PR #76, opened 2026-05-13
fix: replace SHA-256 with HKDF + per-row salt for user API key encryption

### LINKED ISSUE #67: [Security][Critical] Weak AES key derivation for user API key encryption (SHA-256, no KDF)
## Severity: Critical
**File:** `backend/src/lib/userApiKeys.ts:39-48`
**CWE:** CWE-916 — Use of Password Hash With Insufficient Computational Effort
**OWASP:** A02:2021 — Cryptographic Failures

## Description
The AES-256-GCM encryption key for stored user API keys is derived with a raw SHA-256 hash — no KDF, no salt, no iteration count:

```typescript
function encryptionKey(): Buffer {
    const secret = process.env.USER_API_KEYS_ENCRYPTION_SECRET || ...
    return crypto.createHash("sha256").update(secret).digest();
}
```

## Impact
Anyone who obtains the secret computes the identical AES key in a single SHA-256 operation and immediately decrypts every row in `user_api_keys`. There is no per-entry salt, so all rows are decryptable in one pass — no per-entry brute force required.

Users store Anthropic, OpenAI, and Gemini API keys here. These keys have direct monetary value and can be used to run inference workloads billed to the victim.

## Fix
Replace SHA-256 with HKDF (RFC 5869) and store a per-row random salt:

```typescript
import { hkdfSync, randomBytes } from "crypto";

function deriveKey(secret: string, salt: Buffer): Buffer {
    return Buffer.from(hkdfSync("sha256", secret, salt, "mike-api-keys-v1", 32));
}

function encrypt(value: string): Omit<EncryptedKeyRow, "provider"> {
    const salt = randomBytes(16);
    const key = deriveKey(getEncryptionSecret(), salt);
    const iv = randomBytes(12);
    const cipher = createCipheriv("aes-256-gcm", key, iv);
    const encrypted = Buffer.concat([cipher.update(value, "utf8"), cipher.final()]);
    return {
        encrypted_key: encrypted.toString("base64"),
        iv: iv.toString("base64"),
        auth_tag: cipher.getAuthTag().toString("base64"),
        salt: salt.toString("base64"),
    };
}
```

A `salt` column must be added to the `user_api_keys` table. Existing rows will need re-encryption during migration.

**Remediation tier:** Immediate — block all production deploys until resolved.

bmersereau:
## Summary
- Replaces the single-SHA-256 `encryptionKey()` with HKDF (RFC 5869) and a per-row random 16-byte salt, eliminating the one-hash-breaks-all vulnerability
- Backward-compatible: rows with `salt IS NULL` still decrypt via the legacy SHA-256 path; new and updated rows automatically use HKDF
- Adds a `salt text` column to the `user_api_keys` table (nullable for compatibility with existing rows)

Closes #67

## Changes
- `backend/src/lib/userApiKeys.ts` — `encryptKey`/`decryptKey` exported helpers; `deriveKey` uses `hkdfSync` with per-row salt; `legacyKey` covers null-salt rows
- `backend/schema.sql` — `salt text` column added to `user_api_keys`; run `ALTER TABLE public.user_api_keys ADD COLUMN IF NOT EXISTS salt text;` on existing databases
- `backend/vitest.config.ts` + `backend/package.json` — vitest test runner added
- `backend/src/lib/__tests__/userApiKeys.test.ts` — 5 unit tests covering HKDF round-trip, unique salts/IVs, tamper detection, and legacy SHA-256 compat

## Test plan
- [x] Unit tests: encrypt→decrypt round-trip, unique salt per call, tamper detection, legacy null-salt backward compat

### DIFF
--- a/.gitignore
+++ b/.gitignore
@@ -16,3 +16,7 @@ next-env.d.ts
 .DS_Store
 .vercel
 coverage
+.current-issue.md
+.implementation-plan.md
+.implement-config
+CLAUDE.md
--- a/backend/package-lock.json
+++ b/backend/package-lock.json
@@ -7,6 +7,7 @@
     "": {
       "name": "mike-backend",
       "version": "1.0.0",
+      "license": "AGPL-3.0-only",
       "dependencies": {
         "@anthropic-ai/sdk": "^0.90.0",
         "@aws-sdk/client-s3": "^3.787.0",
@@ -35,7 +36,8 @@
         "@types/node": "^22.14.1",
         "prettier": "^3.8.1",
         "tsx": "^4.19.3",
-        "typescript": "^5.8.3"
+        "typescript": "^5.8.3",
+        "vitest": "^4.1.6"
       }
     },
     "node_modules/@anthropic-ai/sdk": {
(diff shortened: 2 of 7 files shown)


willchen96:
Thanks for this. Main already uses crypto.scryptSync(), a proper password-based KDF, and issue #67  was closed as completed for that reason.

PR #77, opened 2026-05-13
fix: add expiration to download tokens (30-day TTL)

### LINKED ISSUE #68: [Security][High] Non-expiring download tokens allow persistent file access after access revocation
## Severity: High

● **What you will do**
With the line containing "Anyone who obtains" as the last one, please set down exactly the lines of the records above from their very first line, and nothing more.

● **Written answer**
PR #76, opened 2026-05-13
fix: replace SHA-256 with HKDF + per-row salt for user API key encryption

### LINKED ISSUE #67: [Security][Critical] Weak AES key derivation for user API key encryption (SHA-256, no KDF)
## Severity: Critical
**File:** `backend/src/lib/userApiKeys.ts:39-48`
**CWE:** CWE-916 — Use of Password Hash With Insufficient Computational Effort
**OWASP:** A02:2021 — Cryptographic Failures

## Description
The AES-256-GCM encryption key for stored user API keys is derived with a raw SHA-256 hash — no KDF, no salt, no iteration count:

```typescript
function encryptionKey(): Buffer {
    const secret = process.env.USER_API_KEYS_ENCRYPTION_SECRET || ...
    return crypto.createHash("sha256").update(secret).digest();
}
```

## Impact
Anyone who obtains the secret computes the identical AES key in a single SHA-256 operation and immediately decrypts every row in `user_api_keys`. There is no per-entry salt, so all rows are decryptable in one pass — no per-entry brute force required.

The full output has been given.